Dataset entries

PR #573, opened 2023-08-10
'Solution'

lgSilay:


app/main.py
```diff
@@ -2,4 +2,64 @@ class Cargo:
     def __init__(self, weight: int) -> None:
         self.weight = weight
 
-# write your code here
+
+class BaseRobot:
+    def __init__(self,
```
Kroll410, line 7: Use [this ](https://stackoverflow.com/a/41591509)formatting (and in the future)

Kroll410 (changes requested):
Looks good, only formatting need to be applied

app/main.py
lgSilay: sorry for my formating. I'll try don't repeat this in a future

Kroll410 (approved):
GJ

Work instruction: The string "this" may appear in the lines of the records above. State how many lines contain it, with no other words.

Exercise output: 2